Task directions:
In the records below, find the line that contains "vlad-diachenko: I am" and the line that contains "vlad-diachenko: yep, let's", then retype exactly those two lines and every line between them.

=== Data supplied ===

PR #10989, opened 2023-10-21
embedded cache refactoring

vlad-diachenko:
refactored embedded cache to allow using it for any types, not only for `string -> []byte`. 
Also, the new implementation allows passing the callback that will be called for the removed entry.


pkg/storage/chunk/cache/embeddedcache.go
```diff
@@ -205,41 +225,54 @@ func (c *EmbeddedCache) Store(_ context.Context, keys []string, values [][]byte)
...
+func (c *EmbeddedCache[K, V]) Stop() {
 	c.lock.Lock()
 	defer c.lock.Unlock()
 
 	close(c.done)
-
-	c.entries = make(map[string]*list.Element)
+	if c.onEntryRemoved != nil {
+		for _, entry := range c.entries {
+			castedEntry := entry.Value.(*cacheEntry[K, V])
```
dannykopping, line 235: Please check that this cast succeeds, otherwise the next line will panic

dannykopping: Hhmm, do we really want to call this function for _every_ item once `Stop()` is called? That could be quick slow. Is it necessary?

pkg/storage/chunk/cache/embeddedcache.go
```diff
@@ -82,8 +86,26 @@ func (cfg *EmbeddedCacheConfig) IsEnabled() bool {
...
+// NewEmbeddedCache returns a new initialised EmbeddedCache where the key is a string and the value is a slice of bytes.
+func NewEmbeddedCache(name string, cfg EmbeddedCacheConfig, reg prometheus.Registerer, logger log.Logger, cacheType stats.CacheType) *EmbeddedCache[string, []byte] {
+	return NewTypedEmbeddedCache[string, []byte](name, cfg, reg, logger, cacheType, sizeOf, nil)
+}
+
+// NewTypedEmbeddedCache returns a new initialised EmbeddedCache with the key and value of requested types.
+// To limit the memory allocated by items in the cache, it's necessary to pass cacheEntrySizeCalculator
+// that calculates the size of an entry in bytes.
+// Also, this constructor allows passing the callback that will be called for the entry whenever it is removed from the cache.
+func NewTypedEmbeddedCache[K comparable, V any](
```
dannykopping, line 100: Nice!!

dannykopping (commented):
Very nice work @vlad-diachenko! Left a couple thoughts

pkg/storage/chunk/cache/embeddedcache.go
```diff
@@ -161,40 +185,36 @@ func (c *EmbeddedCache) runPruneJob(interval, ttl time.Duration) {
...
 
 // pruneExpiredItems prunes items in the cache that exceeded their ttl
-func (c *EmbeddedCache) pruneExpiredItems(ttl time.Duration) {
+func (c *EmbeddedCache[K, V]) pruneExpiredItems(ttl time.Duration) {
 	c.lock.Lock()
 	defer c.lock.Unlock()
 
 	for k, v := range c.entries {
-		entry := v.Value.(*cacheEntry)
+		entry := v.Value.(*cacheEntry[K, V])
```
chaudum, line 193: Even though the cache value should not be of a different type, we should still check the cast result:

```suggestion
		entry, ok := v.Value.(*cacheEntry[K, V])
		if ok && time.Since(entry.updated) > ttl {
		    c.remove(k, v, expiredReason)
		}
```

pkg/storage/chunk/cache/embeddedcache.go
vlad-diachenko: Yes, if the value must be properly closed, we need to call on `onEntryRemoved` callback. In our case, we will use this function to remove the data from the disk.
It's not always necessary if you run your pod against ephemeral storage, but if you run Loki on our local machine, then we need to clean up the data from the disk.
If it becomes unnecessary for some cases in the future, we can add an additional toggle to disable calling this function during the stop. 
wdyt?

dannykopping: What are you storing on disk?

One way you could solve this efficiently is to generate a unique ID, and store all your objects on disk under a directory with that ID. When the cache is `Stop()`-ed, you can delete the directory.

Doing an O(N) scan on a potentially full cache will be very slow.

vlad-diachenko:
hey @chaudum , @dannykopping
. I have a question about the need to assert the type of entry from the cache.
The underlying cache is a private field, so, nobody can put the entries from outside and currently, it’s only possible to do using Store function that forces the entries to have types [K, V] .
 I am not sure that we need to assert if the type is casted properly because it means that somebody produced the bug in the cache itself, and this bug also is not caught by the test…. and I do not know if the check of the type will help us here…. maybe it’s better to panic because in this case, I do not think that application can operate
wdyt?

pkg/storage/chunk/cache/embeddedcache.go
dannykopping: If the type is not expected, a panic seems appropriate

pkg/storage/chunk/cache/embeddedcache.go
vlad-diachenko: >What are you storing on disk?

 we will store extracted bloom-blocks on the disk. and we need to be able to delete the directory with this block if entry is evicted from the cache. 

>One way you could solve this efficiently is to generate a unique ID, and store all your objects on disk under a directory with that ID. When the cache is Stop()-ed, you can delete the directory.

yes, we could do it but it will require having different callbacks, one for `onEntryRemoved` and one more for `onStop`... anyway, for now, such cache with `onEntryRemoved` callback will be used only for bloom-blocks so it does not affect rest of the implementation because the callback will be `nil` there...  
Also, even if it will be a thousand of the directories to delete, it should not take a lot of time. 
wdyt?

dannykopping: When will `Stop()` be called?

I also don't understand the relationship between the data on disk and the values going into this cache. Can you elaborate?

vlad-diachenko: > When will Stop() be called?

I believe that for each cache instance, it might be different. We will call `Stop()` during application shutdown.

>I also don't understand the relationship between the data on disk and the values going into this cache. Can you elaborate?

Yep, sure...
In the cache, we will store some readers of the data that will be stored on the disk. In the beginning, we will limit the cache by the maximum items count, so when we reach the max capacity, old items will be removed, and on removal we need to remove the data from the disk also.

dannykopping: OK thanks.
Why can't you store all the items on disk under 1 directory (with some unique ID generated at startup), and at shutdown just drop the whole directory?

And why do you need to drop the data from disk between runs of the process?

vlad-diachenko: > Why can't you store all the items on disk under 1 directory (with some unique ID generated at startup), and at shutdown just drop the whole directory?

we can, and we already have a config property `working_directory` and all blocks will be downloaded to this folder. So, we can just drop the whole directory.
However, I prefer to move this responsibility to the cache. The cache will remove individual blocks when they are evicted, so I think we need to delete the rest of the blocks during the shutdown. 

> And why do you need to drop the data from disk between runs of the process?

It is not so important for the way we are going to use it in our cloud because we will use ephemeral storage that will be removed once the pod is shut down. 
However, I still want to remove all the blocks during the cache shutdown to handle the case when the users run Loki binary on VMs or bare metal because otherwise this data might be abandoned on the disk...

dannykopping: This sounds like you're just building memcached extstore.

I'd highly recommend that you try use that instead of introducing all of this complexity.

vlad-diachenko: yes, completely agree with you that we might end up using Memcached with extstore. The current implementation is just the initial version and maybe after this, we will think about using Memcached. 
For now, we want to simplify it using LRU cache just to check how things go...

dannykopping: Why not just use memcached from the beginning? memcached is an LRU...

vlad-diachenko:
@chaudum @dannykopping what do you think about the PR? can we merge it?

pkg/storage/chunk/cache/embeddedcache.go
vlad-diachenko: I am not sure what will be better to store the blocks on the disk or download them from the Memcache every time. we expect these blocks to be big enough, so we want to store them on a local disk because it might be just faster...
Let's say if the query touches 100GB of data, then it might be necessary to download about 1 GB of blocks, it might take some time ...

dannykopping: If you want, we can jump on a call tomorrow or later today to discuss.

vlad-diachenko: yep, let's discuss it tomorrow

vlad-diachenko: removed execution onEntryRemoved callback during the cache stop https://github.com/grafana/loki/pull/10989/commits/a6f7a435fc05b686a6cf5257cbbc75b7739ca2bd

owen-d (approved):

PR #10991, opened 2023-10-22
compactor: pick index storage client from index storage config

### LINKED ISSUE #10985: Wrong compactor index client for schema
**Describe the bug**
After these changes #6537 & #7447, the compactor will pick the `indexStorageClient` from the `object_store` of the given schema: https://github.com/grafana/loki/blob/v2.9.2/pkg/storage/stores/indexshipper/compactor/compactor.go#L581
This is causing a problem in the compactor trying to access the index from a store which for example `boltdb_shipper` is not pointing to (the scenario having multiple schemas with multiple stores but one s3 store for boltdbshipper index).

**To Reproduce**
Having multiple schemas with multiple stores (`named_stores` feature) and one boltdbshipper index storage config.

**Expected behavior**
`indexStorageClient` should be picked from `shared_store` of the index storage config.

===
=== Data supplied ===

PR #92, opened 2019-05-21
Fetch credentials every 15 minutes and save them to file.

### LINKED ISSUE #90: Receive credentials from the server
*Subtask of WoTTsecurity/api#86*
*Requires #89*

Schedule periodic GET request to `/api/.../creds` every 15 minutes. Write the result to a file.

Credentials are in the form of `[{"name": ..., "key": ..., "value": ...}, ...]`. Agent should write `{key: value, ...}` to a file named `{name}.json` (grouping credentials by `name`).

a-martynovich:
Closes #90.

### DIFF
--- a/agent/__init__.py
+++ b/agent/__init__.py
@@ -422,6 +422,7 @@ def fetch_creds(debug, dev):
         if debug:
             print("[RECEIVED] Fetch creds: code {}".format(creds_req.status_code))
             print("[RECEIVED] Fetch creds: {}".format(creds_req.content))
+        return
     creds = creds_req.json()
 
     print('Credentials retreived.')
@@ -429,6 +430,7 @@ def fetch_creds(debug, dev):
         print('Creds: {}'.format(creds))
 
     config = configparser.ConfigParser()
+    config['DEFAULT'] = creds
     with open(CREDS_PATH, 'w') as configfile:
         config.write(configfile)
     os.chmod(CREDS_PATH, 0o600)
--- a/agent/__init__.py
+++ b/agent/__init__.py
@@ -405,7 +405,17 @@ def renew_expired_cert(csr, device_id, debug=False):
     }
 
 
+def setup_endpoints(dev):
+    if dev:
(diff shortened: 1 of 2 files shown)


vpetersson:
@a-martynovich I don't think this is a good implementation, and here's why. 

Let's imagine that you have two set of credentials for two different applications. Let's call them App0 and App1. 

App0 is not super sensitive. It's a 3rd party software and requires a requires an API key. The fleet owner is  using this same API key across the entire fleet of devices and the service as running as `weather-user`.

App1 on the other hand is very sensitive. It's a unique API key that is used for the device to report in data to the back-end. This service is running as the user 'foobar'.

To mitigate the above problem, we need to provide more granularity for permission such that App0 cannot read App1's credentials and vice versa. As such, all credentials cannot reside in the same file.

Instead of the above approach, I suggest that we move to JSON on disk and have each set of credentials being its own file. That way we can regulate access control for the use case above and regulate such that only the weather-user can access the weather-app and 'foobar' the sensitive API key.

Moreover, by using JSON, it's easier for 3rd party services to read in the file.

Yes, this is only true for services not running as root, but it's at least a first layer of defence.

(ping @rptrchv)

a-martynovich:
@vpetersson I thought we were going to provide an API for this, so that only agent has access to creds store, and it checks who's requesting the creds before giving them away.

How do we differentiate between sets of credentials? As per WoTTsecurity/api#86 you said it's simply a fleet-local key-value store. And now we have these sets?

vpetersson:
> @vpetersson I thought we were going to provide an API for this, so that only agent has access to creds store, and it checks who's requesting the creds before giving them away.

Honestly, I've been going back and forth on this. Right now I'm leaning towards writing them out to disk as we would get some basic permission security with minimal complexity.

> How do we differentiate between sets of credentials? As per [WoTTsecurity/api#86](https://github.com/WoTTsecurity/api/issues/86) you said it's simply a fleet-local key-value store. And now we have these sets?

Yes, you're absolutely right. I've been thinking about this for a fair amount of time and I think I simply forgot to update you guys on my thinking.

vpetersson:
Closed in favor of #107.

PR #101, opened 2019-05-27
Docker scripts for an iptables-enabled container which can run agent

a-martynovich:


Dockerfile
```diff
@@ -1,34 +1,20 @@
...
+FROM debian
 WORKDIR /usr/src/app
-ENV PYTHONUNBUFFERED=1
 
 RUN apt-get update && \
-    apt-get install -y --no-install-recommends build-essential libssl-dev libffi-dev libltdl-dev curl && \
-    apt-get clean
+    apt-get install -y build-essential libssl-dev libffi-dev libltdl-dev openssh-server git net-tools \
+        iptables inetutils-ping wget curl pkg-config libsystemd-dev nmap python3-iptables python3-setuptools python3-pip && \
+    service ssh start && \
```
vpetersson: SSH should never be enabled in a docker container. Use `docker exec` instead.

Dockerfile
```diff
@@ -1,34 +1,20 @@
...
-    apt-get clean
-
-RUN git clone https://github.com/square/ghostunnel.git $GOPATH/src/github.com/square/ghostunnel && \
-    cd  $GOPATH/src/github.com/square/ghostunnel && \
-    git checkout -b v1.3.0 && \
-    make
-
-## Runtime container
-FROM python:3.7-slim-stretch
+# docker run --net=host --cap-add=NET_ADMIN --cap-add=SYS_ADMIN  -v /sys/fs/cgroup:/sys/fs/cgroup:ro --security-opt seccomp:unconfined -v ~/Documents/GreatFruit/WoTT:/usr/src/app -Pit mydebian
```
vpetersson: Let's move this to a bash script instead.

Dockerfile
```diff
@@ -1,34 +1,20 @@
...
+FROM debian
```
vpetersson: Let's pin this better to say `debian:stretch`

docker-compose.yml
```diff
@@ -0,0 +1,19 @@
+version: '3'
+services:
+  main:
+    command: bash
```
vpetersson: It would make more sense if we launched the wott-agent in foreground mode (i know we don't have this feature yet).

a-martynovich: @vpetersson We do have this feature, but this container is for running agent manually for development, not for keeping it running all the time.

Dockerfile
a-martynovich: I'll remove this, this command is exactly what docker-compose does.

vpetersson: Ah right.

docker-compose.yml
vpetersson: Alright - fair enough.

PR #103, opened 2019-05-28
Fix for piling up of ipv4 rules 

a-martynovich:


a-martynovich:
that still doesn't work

===
=== Data supplied ===

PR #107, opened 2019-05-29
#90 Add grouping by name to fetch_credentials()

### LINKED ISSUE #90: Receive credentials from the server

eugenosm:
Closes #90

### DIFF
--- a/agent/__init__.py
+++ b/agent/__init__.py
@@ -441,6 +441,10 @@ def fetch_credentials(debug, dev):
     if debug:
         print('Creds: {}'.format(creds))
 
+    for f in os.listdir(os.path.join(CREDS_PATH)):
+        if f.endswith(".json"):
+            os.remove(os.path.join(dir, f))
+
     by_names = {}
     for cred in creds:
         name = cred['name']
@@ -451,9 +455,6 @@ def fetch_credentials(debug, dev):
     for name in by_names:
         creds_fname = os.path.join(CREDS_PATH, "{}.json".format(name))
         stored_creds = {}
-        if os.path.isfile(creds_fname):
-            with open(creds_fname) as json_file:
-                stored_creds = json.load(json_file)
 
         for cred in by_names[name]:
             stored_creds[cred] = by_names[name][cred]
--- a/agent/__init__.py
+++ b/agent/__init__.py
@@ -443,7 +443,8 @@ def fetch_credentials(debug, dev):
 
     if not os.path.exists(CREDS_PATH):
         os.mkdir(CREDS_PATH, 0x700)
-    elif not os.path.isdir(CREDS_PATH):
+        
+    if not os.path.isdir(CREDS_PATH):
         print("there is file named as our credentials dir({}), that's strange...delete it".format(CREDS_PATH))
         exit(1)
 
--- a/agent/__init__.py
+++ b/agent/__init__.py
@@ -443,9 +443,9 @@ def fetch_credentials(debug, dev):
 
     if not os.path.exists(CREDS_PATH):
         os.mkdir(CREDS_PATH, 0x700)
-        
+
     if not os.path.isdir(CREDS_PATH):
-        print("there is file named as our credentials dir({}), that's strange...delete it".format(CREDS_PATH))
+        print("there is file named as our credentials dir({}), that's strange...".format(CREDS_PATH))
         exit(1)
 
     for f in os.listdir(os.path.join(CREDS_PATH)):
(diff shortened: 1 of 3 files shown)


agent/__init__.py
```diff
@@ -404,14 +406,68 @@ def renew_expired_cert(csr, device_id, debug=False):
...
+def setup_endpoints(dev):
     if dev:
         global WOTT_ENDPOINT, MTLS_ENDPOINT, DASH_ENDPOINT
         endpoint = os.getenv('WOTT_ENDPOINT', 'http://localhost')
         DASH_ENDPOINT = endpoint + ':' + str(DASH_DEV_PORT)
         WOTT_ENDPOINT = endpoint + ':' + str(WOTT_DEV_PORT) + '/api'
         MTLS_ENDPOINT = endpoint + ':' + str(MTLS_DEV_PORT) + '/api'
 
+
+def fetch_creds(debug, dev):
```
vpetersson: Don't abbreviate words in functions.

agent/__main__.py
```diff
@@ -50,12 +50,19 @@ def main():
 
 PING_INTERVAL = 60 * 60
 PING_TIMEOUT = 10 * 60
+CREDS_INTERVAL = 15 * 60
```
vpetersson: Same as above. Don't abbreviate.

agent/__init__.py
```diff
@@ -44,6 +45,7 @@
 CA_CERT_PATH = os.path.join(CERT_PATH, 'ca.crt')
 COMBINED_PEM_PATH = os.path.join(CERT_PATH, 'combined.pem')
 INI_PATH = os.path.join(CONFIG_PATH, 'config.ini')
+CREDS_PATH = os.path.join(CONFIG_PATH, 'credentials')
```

===

Exercise response:
vlad-diachenko: I am not sure what will be better to store the blocks on the disk or download them from the Memcache every time. we expect these blocks to be big enough, so we want to store them on a local disk because it might be just faster...
Let's say if the query touches 100GB of data, then it might be necessary to download about 1 GB of blocks, it might take some time ...

dannykopping: If you want, we can jump on a call tomorrow or later today to discuss.

vlad-diachenko: yep, let's discuss it tomorrow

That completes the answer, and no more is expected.